=== Begin Enclosure ===

PR #5577, opened 2026-07-09
feat(prompts): add Duplicate prompt action to playground menu

Aryansharma28:
## Summary

Adds a **Duplicate prompt** action to the prompt playground's row overflow menu (`⋮`), right after "Replicate to another project" — per the Slack thread asking for a duplicate option next to that existing action.

A new `api.prompts.duplicate` tRPC mutation duplicates a prompt within the **same project**, distinct from `api.prompts.copy` (cross-project replicate). Duplicates are numbered `handle-1`, `handle-2`, … , incrementing past whatever is already taken.

> Naming originally used `handle(1)` parentheses. `handleSchema` forbids that format, and a handle that fails it is silently forced into "draft" mode (`handle: null`) when the prompt is reopened for editing — see `isHandleValid` in `llmPromptConfigUtils.ts`. A hyphen suffix is schema-safe.

## Where the logic lives

Both `duplicate` and `copy` now delegate to `PromptService`, so the router only does transport work (permissions, license limit, error mapping):

- `PromptService.duplicatePrompt()` — same-project, numbered `-1`, `-2`, …
- `PromptService.copyPrompt()` — cross-project, tries the bare handle first, then `_copy1`, `_copy2`, …
- Shared, private to the service: `generateUniqueHandle()`, `deriveBaseHandle()`, `buildCreateParamsFromSource()`
- `LlmConfigRepository.setCopiedFromPrompt()` — new. `copyPrompt` previously wrote the copy-source link through raw Prisma with no `projectId` in the `where` clause; every write against a project-scoped model must carry it.
- `hoistSystemMessage()` — extracted to `~/server/prompt-config/hoist-system-message.ts`, shared by `copy`, `duplicate`, `syncFromSource`, and `pushToCopies`. It is load-bearing: `createPrompt` rejects input carrying both a `prompt` and a system message (`SystemPromptConflictError`), so a prompt read back from storage cannot be handed straight back to it.
- `toHandleSlug()` — new. `deriveBaseHandle` falls back to `name`, which is free-form text the handle format rejects. Guarantees a schema-valid handle for prompts that never had one.

This removes the three module-level helpers the previous revision added to the router (`normalizePromptData`, `generateUniqueHandle`, `buildCreatePromptParamsFromSource`), addressing @sergioestebance's "we can use its own service for this function". The router keeps only transport concerns; `rethrowAsTRPCError` translates the service's `NotFoundError` into a tRPC `NOT_FOUND` at the boundary.

`copy`'s candidate sequence is unchanged — `base`, `base_copy1` … `base_copy100`, then throw.

**One deliberate behavior change to `copy`:** it previously derived the base handle as `handle ?? id`. For a prompt with no handle (drafts and legacy configs carry `handle: null`) that produced a base like `prompt_1h5icu8XRkHHbaQlrOgwq` — uppercase, which `handleSchema` rejects — so the copy silently landed with an invalid handle and got forced into draft mode on reopen. It now derives `handle ?? name` and slugifies anything the schema would reject. Prompts that already have a valid handle are unaffected.

## Tests

`specs/prompts/duplicate-prompt.feature` describes the behavior; every scenario is bound to a test.

- `prompts.duplicate.integration.test.ts` (9) — real tRPC + Prisma. Covers numbering (`-1` then `-2`), config carry-over, own version history, staying in-project, not-found, and that the plan's prompt allowance is enforced before duplicating. Also pins that a structured output's `responseFormat` survives: it is derived from `outputs` at read time rather than stored, so nothing else would catch the mapper dropping `outputs`.
- `prompts.copy.integration.test.ts` (8) — **new**. `copy` had no integration coverage at all, while this PR both refactors it and changes its base-handle derivation. Covers handle preservation, `_copy1` suffixing, `copiedFromPromptId`, source left untouched, the prompt allowance, and not-found.
- `llm-config.repository.setCopiedFromPrompt.unit.test.ts` (2) — pins the `{ id, projectId }` tenancy filter.
- `prompt.service.duplicate-and-copy.unit.test.ts` (15) — both suffix contracts, slug fallback for handle-less prompts, and the max-attempts throw (`HandleGenerationError` after 101 candidates).
- `handle-slug.unit.test.ts` (15) / `hoist-system-message.unit.test.ts` (6) — pure functions. The slug suite asserts the invariant that matters: whatever goes in, what comes out satisfies `handleSchema`.
- `PublishedPromptActions.integration.test.tsx` (+5) — clicking "Duplicate prompt" calls the mutation with `{ idOrHandle, projectId }`, refreshes the list, names the duplicate in the toast, surfaces failures, and stays quiet when the global prompt-limit dialog has already told the user.

Each suite was mutation-tested: the source was deliberately broken (off-by-one in the numbering, dropped loop bound, removed `enforceLicenseLimit`, removed the menu item, dropped the `projectId` tenancy filter, dropped `outputs`, …) and every mutation was confirmed to turn the intended test red.

Two of those mutations caught tests that were passing for the wrong reason. The first `enforceLicenseLimit` assertion was satisfied by the `prompts.create` call in the test's own setup, so it stayed green even with the limit check deleted from `duplicate` — now fixed with `mockClear()` plus `toHaveBeenCalledTimes(1)`. And the new `projectId` tenancy filter was initially unreachable from the service test, which stubs the repository — hence the dedicated repository test.

## Known limitations (all pre-existing, none introduced here)

- **`checkHandleUniqueness` re-resolves the organization on every candidate.** Each probe costs a `project.findUnique` with two joins plus the uniqueness lookup. Hoisting the org lookup would halve it, but `checkHandleUniqueness` reads `params.organizationId` inside its `OR` clause, so passing it flips that branch's semantics — for a legacy row with a null `organizationId` a graceful "handle taken" would become a Prisma `P2002`. Left alone rather than smuggle a behavior change into a refactor.
- **Handle uniqueness is check-then-insert.** `generateUniqueHandle` probes for a free handle and `createPrompt` then inserts it; `LlmPromptConfig` has `@@unique([handle])`, so two concurrent duplicates of the same prompt can both see `-1` free and one will lose with a Prisma `P2002`. Fixing it properly means insert-and-retry on `P2002`. `copy` has had this race since it was written; this PR does not widen it. Filed as #5592.
- **The REST route (`app.v1.ts`) never calls `enforceLicenseLimit`.** The prompt allowance is enforced on the tRPC path only, so a free plan can exceed it via the SDK. Filed as #5593.

## Test plan

- [x] `pnpm typecheck`
- [x] `prompt-config` unit suite
- [x] `prompts.duplicate.integration.test.ts` + `prompts.copy.integration.test.ts` against real Postgres
- [x] `PublishedPromptActions.integration.test.tsx`
- [x] `monitors.copy.integration.test.ts` as an untouched-neighbour regression check
- [x] Mutation-tested every new assertion (14 mutations, all caught)
- [x] Manual browser QA re-run against the **post-refactor** code: fresh signup + org + project, seeded `support-bot`, opened the row `⋮` menu (confirmed "Duplicate prompt" sits directly under "Replicate to another project"), duplicated twice, got `support-bot-1` and `support-bot-2` in the sidebar and in Postgres.


langwatch/src/server/api/routers/prompts/prompts.trpc-router.ts
```diff
@@ -555,6 +555,109 @@ export const promptsRouter = createTRPCRouter({
...
+
+      afterPromptCreated({
+        prisma: ctx.prisma,
+        projectId: input.projectId,
+        userId: authorId,
+      });
+
+      return duplicatedPrompt;
+    }),
+
```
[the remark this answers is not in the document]
Aryansharma28: Fixed in 5cf1d66 — extracted `generateUniqueHandle` and `buildCreatePromptParamsFromSource` helpers shared between `copy` and `duplicate`, both handlers are now well under the line limit.

langwatch/src/server/api/routers/prompts/prompts.trpc-router.ts
```diff
@@ -555,6 +555,109 @@ export const promptsRouter = createTRPCRouter({
...
+        if (attempts > maxAttempts) {
+          throw new TRPCError({
+            code: "INTERNAL_SERVER_ERROR",
+            message: `Failed to generate unique handle after ${maxAttempts} attempts. Source prompt: ${sourcePrompt.id} (handle: ${
+              sourcePrompt.handle ?? "none"
+            }), project: ${input.projectId}`,
+          });
+        }
+        index++;
+        newHandle = `${baseHandle}(${index})`;
```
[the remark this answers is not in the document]
Aryansharma28: Confirmed and fixed in 5cf1d66 — this was a real bug: the generated `(1)`/`(N)` handle fails `handleSchema` and would've been silently forced into draft mode (`handle: null`) when reopened, per `isHandleValid` in `llmPromptConfigUtils.ts`. Switched to a schema-compliant `-1`/`-N` suffix.

langwatch/src/server/api/routers/prompts/prompts.trpc-router.ts
```diff
@@ -555,6 +604,79 @@ export const promptsRouter = createTRPCRouter({
...
+          projectId: input.projectId,
+          handle: newHandle,
+          authorId,
+          commitMessage: `Duplicated from "${baseHandle}"`,
+          prompt: normalizedPrompt,
+          messages: normalizedMessages,
+        }),
+      );
+
+      afterPromptCreated({
```
sergioestebance, line 470: we can use its own service for this function.

langwatch/src/server/api/routers/prompts/prompts.trpc-router.ts
```diff
@@ -555,6 +604,79 @@ export const promptsRouter = createTRPCRouter({
...
+        baseHandle: `${baseHandle}-1`,
+        // index 1 here means "the base candidate above was taken", so the
+        // next candidate is `-2`, not another `-1`.
+        suffixFn: (i) => `${baseHandle}-${i + 1}`,
+        projectId: input.projectId,
+        scope: sourcePrompt.scope ?? "PROJECT",
+        service,
+      });
+
+      const { normalizedPrompt, normalizedMessages } = normalizePromptData({
```
sergioestebance: we can use its own service for this function.

sergioestebance:
## Ruthless review — REQUEST CHANGES

Core logic checks out: traced `generateUniqueHandle` against the old `copy` loop — candidate sequences are identical, no regression. Tenancy, permissions, and license enforcement on `duplicate` are correct. Blocking items are the test gap and the dead-code extension.

### P2 — zero tests for the new behavior (`prompts.trpc-router.ts`)
The only test change is a mock to stop a crash. The `duplicate` mutation and `generateUniqueHandle` — whose off-by-one contract needs an in-code comment to explain (`base-1` pre-suffixed + `suffixFn(i) = base-${i+1}`) — ship untested. Please add: unit tests for `generateUniqueHandle` (both suffix contracts + max-attempts throw), and a menu-item test in `PublishedPromptActions.integration.test.tsx` asserting the click calls `duplicate` with the right args.

### P2 — 45 lines added to confirmed-dead `PromptsList.tsx`
Zero imports anywhere (the PR admits it). The copy has already drifted — its catch lacks the `isHandledByGlobalHandler` guard the live component has. Either delete `PromptsList.tsx` in this PR or revert the changes to it; don't extend dead code.

### P3 — `generateUniqueHandle` API is awkward (`prompts.trpc-router.ts:646`)
Caller pre-suffixing `baseHandle` and compensating inside `suffixFn` is what forces the comment. A `candidate(i)` generator starting at `i = 0` makes both call sites read literally.

### P3 — null-handle source produces a schema-invalid handle (`prompts.trpc-router.ts:644`)
When `handle` is null, `baseHandle = prompt_<nanoid>` — nanoid includes uppercase, so the generated handle fails `handleSchema` and hits the exact silent-draft-reversion trap this PR's own doc comment describes (`service.createPrompt` never validates format). Null-handle prompts do reach this menu (`getDisplayHandle` renders them as "New Prompt"). Pre-existing in `copy`, but the shared helper is the right place to guard: reject or slugify null-handle sources.

### P3 — screenshots committed into the product repo, branch-pinned URLs
`.gitignore` policy: PR-body screenshots live in the `pr-screenshots` repo, never the product tree. The raw URLs also point at `feat/duplicate-prompt` and will 404 once the branch is deleted post-merge. Drop the PNGs from the diff and rehost.

### P3 — check-then-create race on handle uniqueness
Two concurrent duplicates can both pass `checkHandleUniqueness`. Pre-existing pattern from `copy`, now codified in the shared helper — noting, not blocking.

Not flagged: Duplicate isn't UI-gated on `prompts:create` — consistent with the adjacent Replicate item, fine as-is.

langwatch/src/server/api/routers/prompts/prompts.trpc-router.ts
Aryansharma28: Agreed — done. `normalizePromptData` is now `hoistSystemMessage` in `~/server/prompt-config/hoist-system-message.ts`, and both `duplicate` and `copy` delegate to the service:

- `PromptService.duplicatePrompt()` / `PromptService.copyPrompt()` are the entry points
- `generateUniqueHandle()`, `deriveBaseHandle()` and `buildCreateParamsFromSource()` are private to the service
- all three module-level helpers are gone from the router

Worth recording why `hoistSystemMessage` still exists rather than being deleted outright: `createPrompt` runs `assertNoSystemPromptConflict` *before* normalizing, and `transformToVersionedPrompt` always synthesizes a system message into `messages` (prompt.service.ts:1304). So a prompt read back from storage carries both a `prompt` and a system message, and handing it straight to `createPrompt` throws `SystemPromptConflictError`. It's a load-bearing guard, now shared by `copy`, `duplicate`, `syncFromSource` and `pushToCopies` and covered by its own unit tests.

`duplicate` went from ~77 source lines to 26; `copy` to 40.

langwatch/src/server/api/routers/prompts/prompts.trpc-router.ts
Aryansharma28: This one I'd push back on, though happy to be overruled.

`afterPromptCreated` is an EE billing/nurturing hook, not domain logic, and two things argue for leaving it at the transport layer:

**1. It would point the OSS core at billing.** `src/server/prompt-config/` has zero `ee/` imports today. Moving the hook into `PromptService` makes it the first one. The dependency should run the other way — and it currently does: the hook itself imports *up* into `src/server/app-layer/app.ts` for `getApp().nurturing`.

**2. The hook's own docstring says it's a call-site helper:**

> *"Used at prompt creation call sites (tRPC and REST API) to avoid duplicating the counting and userId resolution logic."*

All five call sites are transport — router `189` (`create`), `421` (`copy`), `465` (`duplicate`), and REST `app.v1.ts` `753`, `875`. Moving only `duplicate`'s would split one concept across two layers. And putting it in `createPrompt` specifically would double-fire on the REST path, which already calls `service.createPrompt()` at `app.v1.ts:712` and `afterPromptCreated()` at `:753` — two org-wide COUNT queries and a duplicate `first_prompt_created` event.

**That said, your instinct is right about the underlying problem.** The reason to want it in the service is so a creation path can't silently forget to fire it — and today nothing stops that. The clean fix is dependency inversion: `PromptService` declares a port it owns (`onPromptCreated?: (e: PromptCreated) => void`), the EE hook is injected as an adapter at the composition root, and `app.v1.ts` stops calling it by hand. Then billing depends on core's interface rather than core depending on billing, and the guarantee you want falls out.

That's a five-call-site change plus wiring an EE port through the composition root, which feels like it deserves its own PR rather than riding along on a Duplicate menu item. Want me to open an issue for it? Or if you'd rather I just do it here, say the word.

Aryansharma28:
Thanks — this was a good review. All six items addressed across `73dbab2`, `aa44715`, `1396100`. Point by point:

### P2 — zero tests → 51 tests, each mutation-verified

- `prompt.service.duplicate-and-copy.unit.test.ts` (15) — both suffix contracts (`-1`/`-2` for duplicate, bare/`_copy1` for copy), the slug fallback, and the max-attempts throw (`HandleGenerationError`, asserting exactly 101 probes so the loop bound can't drift).
- `PublishedPromptActions.integration.test.tsx` (+5) — the menu click calls `duplicate` with `{ idOrHandle, projectId }`, refreshes the list, names the duplicate in the toast, surfaces failures, and stays quiet when the global prompt-limit dialog already told the user.
- `prompts.duplicate.integration.test.ts` (9) and `prompts.copy.integration.test.ts` (8) — real tRPC + Prisma. `copy` had **no** integration coverage at all, which felt like the riskier gap given this PR refactors it.
- `handle-slug` (15), `hoist-system-message` (6), `llm-config.repository.setCopiedFromPrompt` (2).

Every assertion was checked by deliberately breaking the source and confirming the intended test goes red — 14 mutations, all caught. Two of my own tests were passing for the wrong reason and that's how I found them: the `enforceLicenseLimit` assertion was being satisfied by the `prompts.create` call in the test's own setup, so deleting the limit check from `duplicate` left it green.

### P2 — dead `PromptsList.tsx` → reverted

Byte-identical to `main` now. I went with revert over delete to keep this PR's blast radius on duplicate/copy; the file is confirmed dead (no importers, exact-boundary grep) so deleting it is a clean standalone change if you want one.

### P3 — `generateUniqueHandle` API → `candidateFor(i)` from `i = 0`

```ts
// duplicate
candidateFor: (attempt) => `${baseHandle}-${attempt + 1}`,
// copy — the bare handle is free in most target projects, so try it first
candidateFor: (attempt) => (attempt === 0 ? baseHandle : `${baseHandle}_copy${attempt}`),
```

Both call sites read literally and the explanatory comment is gone. It also moved into `PromptService` (see your other comment), so the router no longer owns handle generation at all.

### P3 — null-handle source → slugified

`deriveBaseHandle()` now falls back to `name` and slugifies anything `handleSchema` would reject, via a new `toHandleSlug()`. The slug suite asserts the invariant directly: whatever goes in, what comes out satisfies `handleSchema`.

This also **fixes `copy`**, which had the same bug — one deliberate behavior change, called out in the PR body. Previously a handle-less prompt copied as `prompt_1h5icu8XRkHHbaQlrOgwq` and hit exactly the silent-draft trap you describe.

### P3 — screenshots → dropped

Both PNGs `git rm`'d; the QA section is prose now. I didn't rehost them — the flow is pinned by the integration tests, and I re-ran the browser pass by hand against the refactored code (fresh signup, `⋮` menu, duplicated twice → `support-bot-1`, `support-bot-2` in the sidebar and in Postgres).

### P3 — check-then-create race → filed, not fixed

Agreed it's pre-existing and non-blocking. Filed as #5592 with the repro and the insert-and-retry-on-`P2002` fix. Also filed #5593 for something I hit while writing the license-limit test: **the REST route never calls `enforceLicenseLimit`**, so a free plan can exceed its prompt allowance via the SDK today.

---

One open thread: your `afterPromptCreated` comment. I pushed back there rather than move it — happy to be overruled.

langwatch-agent (commented):
No blocking findings on the current head (`1396100`). I reviewed the duplicate/copy service extraction, tRPC permission/license boundaries, handle generation/slugging, copied-from tenancy write, system-message hoisting, UI action/error handling, and existing review threads.

Validation run locally after refreshing the app workspace from the frozen lockfile, regenerating Prisma, and starting a local Postgres on the configured `localhost:55432`:
- `pnpm exec vitest run src/server/prompt-config/__tests__/handle-slug.unit.test.ts src/server/prompt-config/__tests__/hoist-system-message.unit.test.ts src/server/prompt-config/__tests__/prompt.service.duplicate-and-copy.unit.test.ts src/server/prompt-config/repositories/__tests__/llm-config.repository.setCopiedFromPrompt.unit.test.ts` — 38 passed
- `pnpm exec vitest run -c vitest.pg-integration.config.ts src/server/api/routers/__tests__/prompts.duplicate.integration.test.ts src/server/api/routers/__tests__/prompts.copy.integration.test.ts src/prompts/prompt-playground/components/sidebar/__tests__/PublishedPromptActions.integration.test.tsx` — 28 passed

Residual risk: the PR description correctly calls out the pre-existing check-then-insert handle race; I did not treat that as introduced here.

sergioestebance (approved):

=== End Enclosure ===

Please copy, without any change, the lines of the material from the first through the one containing "is already taken.". Write nothing else.

Problem solution
PR #5577, opened 2026-07-09
feat(prompts): add Duplicate prompt action to playground menu

Aryansharma28:
## Summary

Adds a **Duplicate prompt** action to the prompt playground's row overflow menu (`⋮`), right after "Replicate to another project" — per the Slack thread asking for a duplicate option next to that existing action.

A new `api.prompts.duplicate` tRPC mutation duplicates a prompt within the **same project**, distinct from `api.prompts.copy` (cross-project replicate). Duplicates are numbered `handle-1`, `handle-2`, … , incrementing past whatever is already taken.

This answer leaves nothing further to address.